The report "The Weather Report: 2010 to 2020" was prepared by the DOD's Office of Net Assessment, the Pentagon's in-house think tank headed by one of the Defense Department's in-house legends, 83-year-old Andrew Marshall.

The Office of Net Assessment's futurists have over the years successfully predicted the sudden fall of Soviet Union nearly a decade before it happened. The weather report prepared for the Office of Net Assessment by outside consultants indicates that the weather around the globe could change swiftly if glaciers around the world melt. The melting of the glaciers could disrupt ocean currents that transfer heat from the equator, leading to a series of changes that would make weather colder in the Northern Hemisphere and much warmer in the Southern Hemisphere.

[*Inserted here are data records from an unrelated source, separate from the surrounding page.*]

PR #347, opened 2018-12-14
Avoid changing default endpoint fixes #346

### LINKED ISSUE #346: pylxd suddenly changes default endpoint
Hi all :)

The pylxd Client suddenly changes the default endpoint when a second server is installed via snap.

It stops looking to `/var/lib/lxd/unix.socket` in favour of `/var/snap/lxd/common/lxd/unix.socket`.
This is problematic as it suddenly and unexpectedly changes the server, breaking the current configuration.
It was introduced by 4f7056bfbe10916fc4109225d0cc38cf92a90e3f probably for the convenience of personal setups.

The default endpoint had to be forced for all applications using pylxd with the equivalent of the code below, to make sure that both the `lxd` command line tool and the client point to the same default and won't change without user consent when installing a parallel version just to test.

```python
import os
import pylxd

os.environ.setdefault('LXD_DIR', '/var/lib/lxd')
client = pylxd.Client()
```

We think that `/var/snap/lxd/common/lxd/unix.socket` should not take precedence over the default location.
It's prone to error, as calling the client with default arguments will then go to a completely different place.
The default `lxc` command line tool does not exhibit this behaviour. When used along, they will confusingly point to a different lxd server.
If someone installs an alternative version of lxd, it should be configured explicitly and not to take over the one it's being used without a warning. If the alternative version wants to become the default without config, it should symlink the socket to become so.

Thanks!!

jvrsantacruz:
When an alternative lxd server is installed via snap, pylxd will change the default to it, effectively
switching from the current server to a different one without the user knowing.

This was making the default value of the Client unreliable as it might change anytime without warning.

Applications relying on the default value of the endpoint for the Client had to be forced now to set `LXD_DIR` to avoid sudden changes when users get a side installation to play with.


jvrsantacruz:
Hi,

Thanks for reviewing this. I wasn't aware that the snap installation was about to be the single one. 
As to this date we used it to install alternative or modern versions and test.

I rewrote the previous commit to look for `/var/lib/lxd/unix.socket` before going for `/var/snap/lxd/common/lxd/unix.socket`. If that's more in line with what's expected of the library.

Thank you!

ajkavanagh:
Thanks for the update; I'm reviewing and testing this.  I think it's probably okay to include this functionality, but I need to check that it works after an lxd.migrate.

PR #348, opened 2018-12-15
Interactive Execute on Container

felix-engelmann:
It might be interesting to get the websockets to interact with a container, e.g. on a shell.
Therefore interactive_execute on a container returns a data and control websocket. By design of lxd, they include a secret, so no additional authentication is required to connect to them. They are then perfect to be passed to a web terminal.


ajkavanagh:
I think that this is an interesting addition, although it ought to come with a "health warning" as the caller has to do quite a bit of work to complete the command.  I think that perhaps the function should be renamed slightly (to `raw_...`) to indicate that it's low lever, and it might be useful (if possible!) to provide an example in the documentation part of the repo about how it might get used.  I'm going to add some comments to the review, but as I said, this is an interesting addition.  Let's work it through to get it landed.  Thanks!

Those changes would have harsh effects on crops, weather and water supplies that would elevate tensions in all parts of the globe. The growing season in North America, for example, would contract but the impact would be much greater in Russia and Europe, which could face food shortages. Tensions also would escalate in South Asia where competition between India, Pakistan, and China where summers would get hotter and winters colder, increasing the pressure on existing food supplies.

Green grab at report

The scenarios laid down in the Pentagon futurists’ report are different from some of those suggested by environmentalists, who have warned that the earth's climate faces dramatic changes from global warming.

Nonetheless, environmentalists immediately adopted the Pentagon Report because it offered new support for the thesis that the earth's climate is susceptible to sudden changes induced by man-made pollution — a view not widely held in the upper reaches of the Bush administration nor proven by science.

Meanwhile, former Vice President Al Gore criticized the Bush administration in a speech in New York last month for, in his view, ignoring the gathering environmental storm.

"I don't think there is any longer any credible basis for doubting that the earth's atmosphere is heating up because of global warming," Gore said. "Yet in spite of the clear evidence available all around us, there are many who still do not believe that global warming is a problem at all," said Gore. "And wealthy right-wing ideologues have joined with the most cynical and irresponsible companies in the oil, coal, and mining industries to contribute large sums of money to finance pseudo-scientific front groups that specialize in sowing confusion in the public's mind about global warming," Gore said.

"They issue one misleading report after another, pretending that there is significant disagreement in the legitimate scientific community in areas where there is actually a broad-based consensus," added Gore, who suggested the energy companies have borrowed their tactics from the tobacco industry, which long fought claims that cigarettes cause health problems with pseudo-science.

Meanwhile, the global warming issue continues to hover over the automobile industry. Interest in fuel cells and hydrogen has steadily increased as the debate over global warming has continued to intensify.